Brief:
Your answer is a copy of every line in the records where "term" appears.

___

PR #4624, opened 2025-02-17
[QE] Set env var windows

### LINKED ISSUE #4618: [QE] integration: Setting env var on windows fail
### General information

crc might be setting boolean parameters incorrectly

### Operating System

Windows

### Hypervisor

Hyper-V

### Did you run `crc setup` before `crc start`?

yes

### Running on

Laptop

### Steps to reproduce

test disable update check

### CRC version

```shell

```

### CRC status

```shell

```

### CRC config

```shell

```

### Host Operating System

```shell
windows 10
```

### Expected behavior

env var set is readed correctly

### Actual behavior

error parsing the command line created

### CRC Logs

```shell
Step starting CRC with default bundle succeeds: command '$env:CRC_DISABLE_UPDATE_CHECK=true; crc start -p 'C:\Users\rhqp\crc-e2e\pull-secret' ', expected to succeed, exited with exit code: 1
Command stdout: 
Command stderr: true : The term 'true' is not recognized as the name of a cmdlet, function, script file, or operable program. Check 
the spelling of the name, or if a path was included, verify that the path is correct and try again.
At line:1 char:31
+ $env:CRC_DISABLE_UPDATE_CHECK=true; crc start -p 'C:\Users\rhqp\crc-e ...
+                               ~~~~
    + CategoryInfo          : ObjectNotFound: (true:String) [], CommandNotFoundException
    + FullyQualifiedErrorId : CommandNotFoundException
 
level=debug msg="CRC version: 2.47.0+457b65\n"
level=debug msg="OpenShift version: 4.17.14\n"
```

### Additional context

From a quick test:

```
PS C:\Users\crcqe> $env:CRC_DISABLE_UPDATE_CHECK="true"
PS C:\Users\crcqe> echo $env:CRC_DISABLE_UPDATE_CHECK  
true
PS C:\Users\crcqe> $env:CRC_DISABLE_UPDATE_CHECK='true'
PS C:\Users\crcqe> echo $env:CRC_DISABLE_UPDATE_CHECK  
true
PS C:\Users\crcqe> $env:CRC_DISABLE_UPDATE_CHECK=$true 
PS C:\Users\crcqe> echo $env:CRC_DISABLE_UPDATE_CHECK 
True
PS C:\Users\crcqe> $env:CRC_DISABLE_UPDATE_CHECK=true 
true: The term 'true' is not recognized as a name of a cmdlet, function, script file, or executable program.
Check the spelling of the name, or if a path was included, verify that the path is correct and try again.
```

albfan:
## Description

CI sets some configurations using env var, `FOO=bar`, but windows do not support that format, it should be `$env:FOO=bar;`

Fixes: #4618

### DIFF
--- a/test/extended/crc/cmd/cmd.go
+++ b/test/extended/crc/cmd/cmd.go
@@ -89,19 +89,12 @@ func (c Command) Execute() error {
 func (c Command) env() []string {
 	var env []string
 	if !c.updateCheck {
-		env = append(env, envVariable("CRC_DISABLE_UPDATE_CHECK", "true"))
+		env = append(env, util.EnvVariable("CRC_DISABLE_UPDATE_CHECK", "true"))
 	}
 	if c.disableNTP {
-		env = append(env, envVariable("CRC_DEBUG_ENABLE_STOP_NTP", "true"))
+		env = append(env, util.EnvVariable("CRC_DEBUG_ENABLE_STOP_NTP", "true"))
 	}
 	return env
-}
-
-func envVariable(key, value string) string {
-	if runtime.GOOS == "windows" {
-		return fmt.Sprintf("$env:%s=%s;", key, value)
-	}
-	return fmt.Sprintf("%s=%s", key, value)
 }
 
 func (c Command) validate() error {
--- a/test/extended/crc/cmd/cmd_test.go
+++ b/test/extended/crc/cmd/cmd_test.go
@@ -8,7 +8,8 @@ import (
 
 func TestCommand(t *testing.T) {
 	assert.Equal(t, "crc setup", Command{
-		command: "setup",
+		command:     "setup",
+		updateCheck: true,
 	}.ToString())
 	assert.Equal(t, "CRC_DEBUG_ENABLE_STOP_NTP=true crc start -b bundle", Command{
 		command:     "start -b bundle",
@@ -16,7 +17,8 @@ func TestCommand(t *testing.T) {
 		updateCheck: true,
 	}.ToString())
 	assert.Equal(t, "CRC_DISABLE_UPDATE_CHECK=true CRC_DEBUG_ENABLE_STOP_NTP=true crc start -b bundle", Command{
-		command:    "start -b bundle",
-		disableNTP: true,
+		command:     "start -b bundle",
+		disableNTP:  true,
+		updateCheck: false,
 	}.ToString())
 }
--- a/test/extended/util/util.go
+++ b/test/extended/util/util.go
@@ -22,6 +22,23 @@ var (
 	CRCHome string
 )
 
+func EnvVariable(key, value string) string {
+	var prefix = ""
+	var suffix = ""
+	if runtime.GOOS == "windows" {
+		prefix = "$env:"
+		suffix = ";"
+		switch value {
+		case "true":
+			value = "$true"
+		case "false":
+			value = "$false"
+		default:
+		}
+	}
+	return fmt.Sprintf("%s%s=%s%s", prefix, key, value, suffix)
+}
+
 func CopyFilesToTestDir() error {
 	cwd, err := os.Getwd()
 	if err != nil {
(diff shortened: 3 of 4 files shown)


test/extended/crc/cmd/cmd.go
```diff
@@ -97,11 +97,23 @@ func (c Command) env() []string {
...
+		suffix = ";"
+		switch value {
+		case "true":
+			value = "$true"
+			break
+		case "false":
+			value = "$false"
+			break
+		default:
+		}
```
rohanKanojia: Do you think we can replace this switch statement like this?
```suggestion
                value = fmt.Sprintf("$%s", value)
```

anjannath: maybe the function should be called `SetBoolEnvVariable` then, because we want to append the `$` only in case of bool values

test/extended/crc/cmd/cmd_test.go
```diff
@@ -8,15 +8,17 @@ import (
...
 		command:     "start -b bundle",
 		disableNTP:  true,
 		updateCheck: true,
 	}.ToString())
 	assert.Equal(t, "CRC_DISABLE_UPDATE_CHECK=true CRC_DEBUG_ENABLE_STOP_NTP=true crc start -b bundle", Command{
-		command:    "start -b bundle",
-		disableNTP: true,
+		command:     "start -b bundle",
+		disableNTP:  true,
+		updateCheck: false,
```
anjannath, line 22: could you please add some details to the commit log why this is needed now or what this fixes

adrianriobo: @albfan check previous comment :pray:

albfan:
Probably fixed with a machine restart, as it is not reproducible anymore. closing by now

cfergeau:
Some of the test failures look related to these changes:
```
 cd tools && GOBIN="/go/src/github.com/crc-org/crc/tools/bin" go install github.com/golangci/golangci-lint/cmd/golangci-lint
"/go/src/github.com/crc-org/crc/tools/bin"/golangci-lint run
test/extended/util/util.go:34:4: S1023: redundant break statement (gosimple)
			break
			^
test/extended/util/util.go:37:4: S1023: redundant break statement (gosimple)
			break
			^ 
```

test/extended/crc/cmd/cmd.go
albfan: This cannot be applied as this deals too with the case of env var not being a bool, in which case, value is keep unmodified:

```
FOO=bar
$env:FOO=bar
```

```
BAR=true
$env:BAR=$true
```

this is problematic if we pretend to set an env var with text "true" or "false", but probably that will be never the case. If there's a need for that, then we need a way to specify that we want a $true or $false in windows

rohanKanojia: okay, I'm sorry I didn't know about this use case. 

marking this comment as resolved.

test/extended/crc/cmd/cmd_test.go
albfan: I tried to be explicit about expected result from test, but updateCheck by default is false. @anjannath Should I remove this part of the change?

anjannath: ahh thanks, i understand now, so you wanted to make `Command.updateCheck = false` explicit, we can keep this change

test/extended/util/util.go
```diff
@@ -22,6 +22,25 @@ var (
...
+	if runtime.GOOS == "windows" {
+		prefix = "$env:"
+		suffix = ";"
+		switch value {
+		case "true":
+			value = "$true"
+			break
+		case "false":
+			value = "$false"
+			break
```
praveenkumar: why you need the break?

praveenkumar:
```
/go/src/github.com/crc-org/crc/tools/bin"/golangci-lint run
test/extended/util/util.go:34:4: S1023: redundant break statement (gosimple)
			break
			^
test/extended/util/util.go:37:4: S1023: redundant break statement (gosimple)
			break 
```
linter is failing, make sure run `make cross-lint` after your changes to make sure it doesn't fail linting side.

___

Reply to the task:
Command stderr: true : The term 'true' is not recognized as the name of a cmdlet, function, script file, or operable program. Check 
true: The term 'true' is not recognized as a name of a cmdlet, function, script file, or executable program.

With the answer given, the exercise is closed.